Monday, December 17, 2012

Kimchi (Korean Sauerkraut)

Adapted from Nourishing Traditions by Sally Fallon
  • 1 large head napa cabbage (the type of cabbage is important to get the traditional look of kimchi, but you can use green cabbage, if you prefer the sturdiness of the leaves)
  • 1 bunch of spring/green onions
  • 1/2 cup grated carrots (optional)
  • 1/2 cup daikon radish grated
  • 1 Tablespoon minced garlic
  • 1 Tablespoon freshly grated ginger
  • 4 Tablespoons whey (this is optional)
  • 1 Tablespoon sea salt (add only 2 teaspoons if you use the fish sauce)
  • 1 Tablespoon non-MSG added fermented fish sauce (optional, creates a deeper flavor, and does not taste “fishy” after fermenting.)
  • 1/4 cup of Kochukaru (Korean chili pepper powder – look for this in your Asian market)  —- OR —- 1/2 teaspoon dried chile flakes (red pepper flakes)
  1. Cut each napa cabbage leaf in half lengthwise and cut into 1 inch pieces (bite-sized). Cut the green/spring onions into thin disks and also use most of the green parts too.
  2. Combine all of the vegetables, the salt and the whey in a large non-reactive bowl. Squeeze the veggies with your hands until juices are released. I usually do this about 10 minutes and it really helps your stress levels.

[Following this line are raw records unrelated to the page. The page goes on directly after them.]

Issue #2291, opened 2019-04-08
Why is specifying a policy reform so complicated?


martinholmer:
The way Tax-Calculator users are asked to specify a policy reform has remained the same since the beginning of the project.  Meanwhile, there have been several important ease-of-use enhancements.  Several years ago, a command-line interface to Tax-Calculator was introduced so that no computer programming was required.  And the new Tax-Brain interface to Tax-Calculator and associated USA tax models makes it much easier for Python programmers to use Tax-Calculator.  Given these improvements, the arcane syntax of specifying policy reforms presents new users with an unnecessary challenge in using Tax-Calculator.

In this comment, I describe a simple tax reform in words, and then show how this reform is specified using the current syntax.  After pointing out the  complexities (and inconsistencies) of the current syntax, I show how this reform could be specified in an easier way.

Consider a two-provision reform: (1) raise the FICA maximum taxable earnings to $300,000 in 2020 and leave it at that level for twelve years before resuming indexing; (2) raise the standard deduction in 2021 and continue to index it in subsequent years.

Using the current version of Tax-Calculator, this reform would be specified using the following Python dictionary:
```
reform = {
   2020: {
       '_SS_Earnings_c': [300000],
       '_SS_Earnings_c_cpi': False
   },
   2021: {
       '_STD': [[14000, 28000, 14000, 21000, 28000]]
   }
}
```

When first encountering this syntax, new users probably have the same reactions I had years ago when I started using Tax-Calculator.  Why the need for the leading underscore character at the start of each parameter name?  Why the need for brackets around the value of the maximum taxable earnings when its value is simply a number?  (After all, the boolean value of `_SS_Earnings_c_cpi` doesn't need brackets.)  Why the need for **two** sets of brackets to enclose the vector-valued `_STD` parameter values?  And finally, why is there a `_cpi` suffix on the end of the `_SS_Earnings_c` parameter (to turn off indexing) when that parameter is indexed by wages not prices?

It is not productive to speculate about how this reform syntax came to be.  It is far more productive to think about how it could be improved.

I think ease of use would be improved if users could specify this reform using the following Python dictionary:
```
reform = {
   2020: {
       'SS_Earnings_c': 300000,
       'SS_Earnings_c-indexed': False
   },
   2021: {
       'STD': [14000, 28000, 14000, 21000, 28000]
   }
}
```

[...]

PR #2292, opened 2019-04-08
Provide simpler syntax to specify policy reforms and assumption updates

martinholmer:
This pull request resolves issue #2291 by providing Tax-Calculator users with a less complicated syntax with which to specify policy reforms or updates to assumption parameters.

This pull request is the culmination of a series of enhancements to the Parameters class in recent pull requests  #2281, #2282, #2283, #2284, #2285, #2289, and #2290.  Only this #2292 pull request includes changes that make new versions of Tax-Calculator incompatible with earlier versions of Tax-Calculator.  One of the major changes is the one discussed in issue #2291: changing the format of Python dictionaries supplied to the `Policy.implement_reform`, `Consumption.update_consumption`, and `GrowDiff.update_growdiff` methods so that the new `param : year : value` format is the same as used in JSON reform/assumption files.  If you are specifying reforms with dictionaries (rather than in JSON files), you will have to edit the format of the dictionaries so that the old `year : param : value` format is transformed into the new `param : year : value` format.  See the new `Tax-Calculator/new_json.py` file for a script that may help you change your personal JSON reform files.

Taken together, all these enhancements to the Parameters class mean that any other model that is already importing the Tax-Calculator package can automatically use this new syntax by creating its own classes derived from the Tax-Calculator Parameters class.  An example, of the resulting simplification can be seen in [Business-Taxation pull request 88](https://github.com/PSLmodels/Business-Taxation/blob/0685fa5afe2c2a74c1dd5dc6230be687a570c62a/biztax/policy.py) that specifies a Business-Taxation Policy class derived from the Tax-Calculator Parameters class in just a few lines of code.

This pull request also brings the name of the CPI offset policy parameter into line with other parameter names by changing it from `cpi_offset` to `CPI_offset`.  A new parameter name-change capability will notify users who forget to use the new name.

The few lines of untested code cannot be tested until this pull request is merged.  When it is merged, the `@pytest.mark.skip` decorators will be removed and those lines of code will be tested.


martinholmer:
There has been a substantial discussion of issue #2291, but that conversation has widened to include the issue of whether or not to make Python reform dictionaries and JSON reform files have the same parameter, year, value order, and if so, which ordering should become the standard.

I agree that this is an important topic, but I think it needs more discussion.  Also, this pull request (#2292) is already quite large.  So, I propose that #2292 be merged and the additional issue still being discussed can be handled in a follow-up pull request.  Does that make sense?

@MattHJensen @andersonfrailey @hdoupe @codykallen @feenberg

martinholmer:
I said yesterday:
> I propose that #2292 be merged and the [parameter-year-value ordering] issue still being discussed can be handled in a follow-up pull request.

Actually, I think we have quickly reached a consensus on the ordering issue, so I'm going to implement the changes to the structure of Python reform/revision dictionaries in this pull request.

taxcalc/policy_current_law.json
```diff
@@ -56,16 +56,16 @@
...
+                      2015,
+                      2016,
+                      2017,
+                      2018],
         "indexable": true,
         "indexed": true,
-        "col_var": "",
-        "col_label": [],
+        "vi_name": "",
+        "vi_vals": [],
```
hdoupe: @martinholmer, what does "vi" stand for?

martinholmer: `vi` stands for `vector index`.

hdoupe: Ah, I see. Thanks.

hdoupe:
@martinholmer would you mind leaving #2292 open through Monday so that people have a chance to test it out?

taxcalc/policy_current_law.json
```diff
@@ -133,7 +133,7 @@
         "indexable": true,
         "indexed": false,
         "vi_name": "MARS",
-        "vi_vals": ["single", "joint", "separate", "headhousehold", "widow"],
+        "vi_vals": ["single", "mjoint", "marsep", "headhh", "widow"],
```
hdoupe: @martinholmer These names are displayed over the parameter boxes on the webapp:
Screen Shot 2019-04-12 at 11 38 54 AM

What do you think about choosing names that are more human readable like:

`["single", "married joint", "married separate", "head household", "widow"]`

The difference is only a few characters, and they are readable to those who are not familiar with the naming scheme.

martinholmer: I think the new values for the vector indexes are more succinct and perfectly understandable to those using Tax-Calculator (or Tax-Brain) via Python programming or the `tc` command-line tool.  If you think  users of the TaxBrain webapp need longer labels on the boxes, then by all means you should supply them with longer box labels.  That's your call.

martinholmer:
@hdoupe asked:
> would you mind leaving #2292 open through Monday so that people have a chance to test it out?

OK.

hdoupe:
@martinholmer `Policy.implement_reform` does not accept years that are strings:

```python
import taxcalc
import json

# 2.0 styled reform
ref = {
    "policy": {
        "STD": {"2018": [10001, 10000, 10000, 10000, 10000]},
        "STD-indexed": {"2018": False},
    }
}
ref_json = json.dumps(ref)

# Use read_json_param_objects to parse JSON reform
pol = taxcalc.Calculator.read_json_param_objects(ref_json, None)

# Note that keys are integers now.
print("parsed params: ", pol["policy"])

print("Parsed parameters load without errors.")
taxcalc.Policy().implement_reform(pol["policy"])

print("Parameters with string years throw an error.")
taxcalc.Policy().implement_reform(ref["policy"])

```

outputs:

```
(taxcalc-dev) HDoupe-MacBook-Pro:Tax-Calculator henrydoupe$ python test.py 
parsed params:  {'STD': {2018: [10001, 10000, 10000, 10000, 10000]}, 'STD-indexed': {2018: False}}
Parsed parameters load without errors.
Parameters with string years throw an error.
  File "test.py", line 23, in <module>
    taxcalc.Policy().implement_reform(ref["policy"])
  File "/Users/henrydoupe/Documents/Tax-Calculator/taxcalc/policy.py", line 108, in implement_reform
    self._update(reform, print_warnings, raise_errors)
  File "/Users/henrydoupe/Documents/Tax-Calculator/taxcalc/parameters.py", line 292, in _update
    raise ValueError(msg.format(name, year))
ValueError: ERROR: KEY STD YEAR 2018 is not an integer year
(taxcalc-dev) HDoupe-MacBook-Pro:Tax-Calculator henrydoupe$ 
```

It seems like `implement_reform` should accept years that are integers or strings. Users may not understand why the JSON files require the years to be strings, but the `implement_reform` method requires them to be integers. This would also make it easier to serialize and deserialize reform parameters that are accepted by `implement_reform`.

martinholmer:
@hdoupe reported in PR #2292 that:
> `Policy.implement_reform` does not accept years that are strings

Yes, and that is by design.  Thanks for calling attention to the need to improve various method docstrings to clarify how things work.  I've improved the docstrings in commit 75deaa3.

hdoupe:
Ok, I see. Glad my question was helpful.

PR #2319, opened 2019-05-10
Set Tuition and Fees Haircut to One

andersonfrailey:
The tuition and fees deduction is no longer available from 2018 onward (see [here](https://www.irs.gov/newsroom/tax-benefits-for-education-information-center)), but `ALD_Tuition_hc` in `policy_current_law.json` is set to zero for all years. This PR updates `policy_current_law.json` so that `ALD_Tuition_hc` is set to 1 for 2018 and beyond.

There are of course small changes to aggregated test results, but they all passed locally after copying over the new results.

This bug was originally reported by Alan Viard and @erinmelly


martinholmer:
@andersonfrailey said in pull request #2319:
> The tuition and fees deduction is no longer available from 2018 onward (see [here](https://www.irs.gov/newsroom/tax-benefits-for-education-information-center)), but `ALD_Tuition_hc` in `policy_current_law.json` is set to zero for all years. This PR updates `policy_current_law.json` so that `ALD_Tuition_hc` is set to 1 for 2018 and beyond.
>
> There are of course small changes to aggregated test results, but they all passed locally after copying over the new results.
>
> This bug was originally reported by Alan Viard and @erinmelly

Thank you Alan Viard and @erinmelly for reporting this bug.  
It seems as if the original specification of the TCJA missed this change.

We definitely need to fix this, but I'm not sure how best to fix this problem.  It is clear that this pull request is incomplete (in that the value of `ALD_Tuition_hc` has not been added to the `taxcalc/reform/TCJA.json` and `taxcalc/reforms/2017_law.json` reform files), and it may be inaccurate in that the appropriate value of the `ALD_Tuition_hc` parameter in 2026 and subsequent years is not clear from the cited IRS document.  Other haircut parameters changed by TCJA are (as best as we understand) slated to revert to their 2017 values beginning in 2026.  Is our understanding of the 2026 reversion in other haircut parameters correct?  Does the value of `ALD_Tuition_hc` revert in 2026?

andersonfrailey:
@martinholmer, after talking with Alan and doing some research myself, it's my understanding that this is unrelated to the TCJA. Rather, the tuition and fees deduction expires every year or two and must be expanded by Congress.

  3. Add the garlic, ginger, fish sauce and chili pepper and combine them well into the vegetable mixture.
  4. Pack the kimchi into quart jars, making sure that there is some liquid above the kimchi (“sealing” it with an extra cabbage leaf on top can help with this).Let sit out on the counter (with or without the lid)* unrefrigerated for 3 days.
  5. After 3 days, refrigerate the kimchi to slow the fermentation process. You can start using it immediately but it gets even better with age.
Another option is to toss the veggies with salt, then mix garlic, ginger, a bit of sesame oil, a bit of rice vinegar, and Korean pepper in a bowl, to make a paste, then spread that over the veggies, and mix well. You could also add fish sauce to this, if you are using it.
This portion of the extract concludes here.